> _WHAT YOU WILL DO_: Your answer must match the entries below word for word.

****************************************

PR #11777, opened 2023-11-08
[Core] Remove deprecated warning

loumalouomega:
**📝 Description**

Remove deprecated warning

**🆕 Changelog**

- [Remove deprecated warning](https://github.com/KratosMultiphysics/Kratos/commit/28c2312007c3110d1acdf2be32e7cdced01bd392)


philbucher (changes requested):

****************************************

> _OUTPUT OF THE EXERCISE_:
PR #11777, opened 2023-11-08
[Core] Remove deprecated warning

loumalouomega:
**📝 Description**

Remove deprecated warning

**🆕 Changelog**

- [Remove deprecated warning](https://github.com/KratosMultiphysics/Kratos/commit/28c2312007c3110d1acdf2be32e7cdced01bd392)


philbucher (changes requested):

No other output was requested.